Ask HN: Which DSLR Lens? - samratjp

Dear HN,<p>I am hunting for my second (the first being a stock kit 18-55mm) DSLR lens. I know I want a telephoto zoom, but am unsure what I can get around the $300-400 range for a Canon DSLR? So far, I've found this somewhat useful article:http://pic.templetons.com/brad/photo/dslrlens.html<p>While you're at it, I am still a semi-noob dSLR enthusiast and wouldn't mind a few pointers at taking better shots :-)
======
atrain34
$300-400 is going to buy you plastic crumby lenses. I do a lot of various
photography... weddings, family, portraits, kids, landscapes, etc. If you
bought your DSLR to take more photos than quick shots at family gatherings,
invest in prime lenses.

That being said, the best (cheap) lens I have ever used/bought was 50mm 1.8/f
lens. It was for the Nikon, but Cannon has one similar. The price is about
$100 depending where you go.

I don't know the cannon world very well, but those guys talking about Nikons
18-200 is truly one of the best lenses there is. In terms of what it can do
and cost.
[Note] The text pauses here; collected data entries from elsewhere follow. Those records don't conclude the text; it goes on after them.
PR #8726, opened 2025-06-27
Fix logic for gVCF vs. VCF

lvclark:
I noticed that the output file was set to be a VCF instead of a gVCF when I set `ext.args = "--gvcf --tmp-dir tmp"`.  It seems that the string and pattern were in the wrong order for the `=~` operator.

### DIFF
--- a/modules/nf-core/parabricks/deepvariant/main.nf
+++ b/modules/nf-core/parabricks/deepvariant/main.nf
@@ -25,7 +25,7 @@ process PARABRICKS_DEEPVARIANT {
     }
     def args = task.ext.args ?: ''
     def prefix = task.ext.prefix ?: "${meta.id}"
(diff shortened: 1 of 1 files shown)


famosab:
I think something is off with the gvcf related test then. We should fix that here too: https://github.com/nf-core/modules/blob/master/modules/nf-core/parabricks/deepvariant/tests/main.nf.test

famosab:
Maybe we can update this section to:
```
                { assert snapshot(
                    file(process.out.gvcf[0][1]).name,
                    path(process.out.gvcf[0][1]).vcf.getVariantsAsStrings(100),
                    process.out.versions,
                    ).match()
                }
```
To check that the filename is correctly generated.

famosab:
Fixed in #9078

famosab:
Closing this as it should be fixed by #9078 - feel free to reopen if something is still not working as expected :)

PR #8727, opened 2025-06-29
Update data types and versions

LuisHeinzlmeier:
- added correct version of used packages 
- updated correct datatypes that we can use it in the hadge pipeline


nictru:
Superseded by #8767

PR #8728, opened 2025-06-29
Update data types and alignment

LuisHeinzlmeier:
- updated to Harshil Alignment™️ format
- updated data types for the used parameters that we can use it in the hadge pipeline


nictru:
Superseded by #8767

PR #8751, opened 2025-07-04
New module: bascule

### LINKED ISSUE #8750: new module: bascule

### Further Information

_No response_

elena-buscaroli:
## PR checklist

Closes #8750 

- [ ] Add a resource `label`
  - For modules:
  - For subworkflows:


modules/nf-core/bascule/environment.yml
```diff
@@ -0,0 +1,14 @@
...
+  - conda-forge
+  - bioconda
+dependencies:
+  - bioconda::r-bascule=1.0.1
+  - conda-forge::compilers=1.9.0
+  - conda-forge::python=3.8.20
+  - conda-forge::pip=24.2
+  - conda-forge::r-ggplot2=3.5.2
+  - conda-forge::r-reticulate=1.42.0
+  - conda-forge::r-tidyverse=2.0.0
```
akaviaLab, line 12: You include the tidyverse, which is pretty big. Do you actually need the entire tidyverse, or can you pick only the pckages you need and get a smaller image?

modules/nf-core/bascule/templates/main_script.R
```diff
@@ -0,0 +1,125 @@
+#!/usr/bin/env Rscript
+
+parse_args = function(x) {
```
akaviaLab, line 3: This is very different from other parse_args R functions that I've seen in nf-core, see for example https://github.com/nf-core/modules/blob/efc7b2793391bb02bef37fb55d52e41b0b8b8839/modules/nf-core/gprofiler2/gost/templates/gprofiler2_gost.R#L41. 
I'm assuming that the standard one didn't work. Are the arguments to bascule very different from other R using modules?

modules/nf-core/bascule/templates/main_script.R
```diff
@@ -0,0 +1,125 @@
...
+  })
+
+  # Ensure the option vectors are length 2 (key/ value) to catch empty ones
+  args_vals = lapply(args_vals, function(z){ length(z) = 2; z})
+
+  parsed_args = structure(lapply(args_vals, function(x) x[2]), names = lapply(args_vals, function(x) x[1]))
+  parsed_args[! is.na(parsed_args)]
+}
+
+opt = list(
```
akaviaLab, line 22: There is more than one argument used in the script, so please set reasonable defaults in opt. Also, are the parameters set by args? Is it possible to move some of them into the task definition, allowing users to change it without messing around in configs?
I'm not familiar with bascule - to me the question is how likely are users going to want to change any parameter.
If very likely - I think it should be in the nf file.
If very unlikely, it can stay only in args.

akaviaLab: If this is a situation where (some) parameters should be changed together, I think there are best practices for doing so.

modules/nf-core/bascule/templates/main_script.R
```diff
@@ -0,0 +1,125 @@
...
+  tibble(counts_id=i, samples=rownames(counts_all[[i]]))
+}) %>% bind_rows() %>%
+  group_by(samples) %>%
+  summarise(n_types=n()) %>%
+  filter(n_types == !!n_types) %>%
+  pull(samples) %>% as.character()
+
+counts = lapply(counts_all, function(count_i) count_i[samples_list,])
+
+reference_cat = eval(parse(text=opt[["reference_cat"]]))
```
akaviaLab, line 56: This is one of the options that wasn't given a default in opt.

modules/nf-core/bascule/templates/main_script.R
```diff
@@ -0,0 +1,125 @@
...
+}
+
+x = convert_dn_names(x, cutoff=as.numeric(opt[["cutoff"]]))
+
+# plots
+pl_signatures = plot_signatures(x)
+pl_exposures = plot_exposures(x)
+pl_centroids = plot_centroids(x)
+
+if (clustering) {
```
akaviaLab, line 96: So line 71 to 94 are the python code? Have I understood this correctly?

modules/nf-core/bascule/templates/main_script.R
```diff
@@ -0,0 +1,125 @@
...
+                                 pl_centroids + theme(legend.position="bottom"),
+                                 design="aaaa\nbbbc")
+} else {
+  figure = patchwork::wrap_plots(pl_signatures,
+                                 pl_exposures + theme(legend.position="bottom"),
+                                 ncol=1)
+}
+
+# save objects
+saveRDS(x, file=paste0(opt[["prefix"]], "_fit_bascule.rds"))
```
akaviaLab, line 108: I would suggest putting prefix into the main.nf, with a reasonable default. You can incorporate it by using $, see an example in https://github.com/nf-core/modules/blob/efc7b2793391bb02bef37fb55d52e41b0b8b8839/modules/nf-core/gprofiler2/gost/templates/gprofiler2_gost.R#L137

modules/nf-core/bascule/templates/main_script.R
```diff
@@ -0,0 +1,125 @@
...
+saveRDS(figure, paste0(opt[["prefix"]], "_plots_bascule.rds"))
+ggplot2::ggsave(plot=figure, filename=paste0(opt[["prefix"]], "_plots_bascule.pdf"), height=210, width=210, units="mm")
```
akaviaLab, line 110: I very much like the style of using PACKAGE::FUNCTION. However, I'm a bit nitpicky, and I think that if you use this style, you should use it consistently.

modules/nf-core/bascule/templates/main_script.R
```diff
@@ -0,0 +1,125 @@
...
+# set up reticulate
+## define micromamba binary as main conda binary
+options(reticulate.conda_binary=system("which micromamba", intern=TRUE))
+## define the python binary - not necessary if RETICULATE_PYTHON is defined
+# use_python(system("which python", intern=TRUE), required=TRUE)
+## load pybascule package
+py = import("pybascule")
+
+x = fit(counts=counts,
+        k_list=eval(parse(text=opt[["k_list"]])),
```
akaviaLab, line 74: Using eval is problematic. Can you tuink of an alternative way to do so?

akaviaLab (commented):
In general, the code seems well written. You will have to make sure it passes linting and nf-test, but you probably know that. All the tests are failing due to lack of space on the device, so I think you need to update the resources required in the process section https://www.nextflow.io/docs/latest/reference/process.html#disk

I have one big problem, which I don't fully understand. It looks like R is used to 1) untar the matrices, 2) apply some transformations, and pass it on to pybascule. Later, R is used for 3) visualization.

Running python via reticualte is relatively slow and has overhead. Why not write a simple python script that will untar (via https://docs.python.org/3/library/tarfile.html), transform (via pandas), and then if necessary, do the visualization via ggplot?
You can do the visualization via seaborn (for example), directly in python.

If ggplot is better for visualization, I would write a python script that processes the data, outputs some kind of text version, and then runs (via sys calls) RScript visualize-bascule.R --output $prefix.

Another issue is the fact that you seem to be working on a newer better version of bascule, which Google already points to. I hope you get your paper published soon! Wouldn't it make sense to write the bascule module to use the newer version? Are you planning to modify the Nextflow code to the R version in the future?

modules/nf-core/bascule/templates/main_script.R
akaviaLab: Sorry, I meant this link https://nf-co.re/docs/guidelines/components/modules#optional-command-arguments

elena-buscaroli:
Hi @akaviaLab! Thank you very much for this detailed review and sorry for the late reply.

The bascule package is in R but it uses some models developed in Python through the reticulate package. I've had issues with reticulate as you also suggest, and I've also discussed the errors I've had on the slack channel, coming to the conclusion that the way in which reticulate manages environment and Nextflow are likely impossibile to work together. Therefore, as you suggested, I've been working on using Python scripts to run the model and maybe integrate some R visualizations.

Regarding the new version of bascule you mention, in this module I'm already using this newer version (which is in the main branch of the main repository)! Thanks for pointing this out

I was thinking to update this PR as soon as I have a working module version using Python (taking into account all your other comments as well), let me know if this is ok. Thanks

akaviaLab:
Hi @elena-buscaroli 
In general, it sounds good to me if you're going to create a mostly python version. I'm going to close this PR for now, since it doesn't seem like you're going to continue working directly on it.
I would suggest you open another PR with the pure-python script (or re-open this one). My advice is to spend some time thinking on the organization of the data transferring from one process to another, and save the files as CSV. That would also have the benefit of keeping intermediate files.

I'd be happy to review a new PR, or a re-opened version of this when it is ready, so feel free to tag me then.

elena-buscaroli:
Great, thank you again!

I bring it when I travel alot because it's small, great zoom, great
wide angle (all considering), great in low light, great for outdoors and
decent indoors.

Another thought is to visit your local camera shop and rent some lenses. Try
them out for a weekend. Borrow from fellow Cannon owners. Go out on Flickr
meetups and see what they are using.

Quite honestly hackernews crowd is the not the best place to find other
photographers for advice :)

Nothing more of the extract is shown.